J'exhorte maintenant les honorables sénateurs, après ce délai inopportun, à accorder à cette résolution la considération qu'elle mérite et à faire en sorte qu'elle soit renvoyée à un comité sénatorial le plus tôt possible.

Je remercie encore une fois les sénateurs de leur indulgence et de leur patience.

L'honorable Joan Fraser: Honorables sénateurs, je voudrais parler brièvement en faveur de la motion du sénateur Grafstein. Je veux d'abord le féliciter de sa ténacité et de sa patience extraordinaires dans ce dossier, non seulement à cet endroit, mais aussi, comme il l'a expliqué, un peu partout dans le monde occidental.

J'appuie sa motion pour deux raisons. Premièrement, il est important pour nous d'assurer le suivi du travail que nous accomplissons tous et dont nous sommes si fiers au sein d'associations interparlementaires, quelles qu'elles soient. Le Canada fait de l'excellent travail et est hautement respecté au sein de ces groupes. Son opinion pèse lourd et il est fier d'exercer son influence. Trop souvent, à notre retour, rien ne se produit. Nos collègues sont simplement mis au fait de ce que nous et nos homologues de l'étranger avons fait.

Le sénateur Grafstein a porté à notre attention une question fort importante. Nous devrions assurer son suivi. À mon avis, il n'est pas déraisonnable de proposer que le Comité des droits de la personne, qui existe justement pour accomplir ce genre de travail, examine cette résolution.

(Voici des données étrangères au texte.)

PR #31, opened 2015-03-17
[Seq] Reduced the number of files

brk00:
As discussed on Gitter, I reverted the file split.


Blahah:
Approve

Ward9250:
Looks good - I concur with Richard.

dcjones:
Looks good to me also. Merging.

Cela m'amène à parler de la deuxième raison pour laquelle j'appuie cette motion. Nous ne pouvons pas assurer le suivi de toutes les questions examinées par les groupes parlementaires. Ceux-ci examinent des dizaines de milliers de sujets. Nous devons choisir ceux que nous considérons comme importants. Il s'agit en l'occurrence d'un sujet important. L'antisémitisme est un fléau de la civilisation occidentale depuis 2 000 ans. Ces dernières années, il s'est réaffirmé sous ses formes les plus terribles, particulièrement, mais non exclusivement en Europe.

Parce que notre pays a à coeur les droits de la personne et que le Sénat est fier de se porter à la défense de ces droits et de ceux des minorités de partout et en tout temps, nous avons le devoir d'examiner pareils sujets lorsqu'ils nous sont présentés. Le sénateur Grafstein nous a rendu service en portant à nouveau cette question à notre attention. Nous devrions adopter cette motion.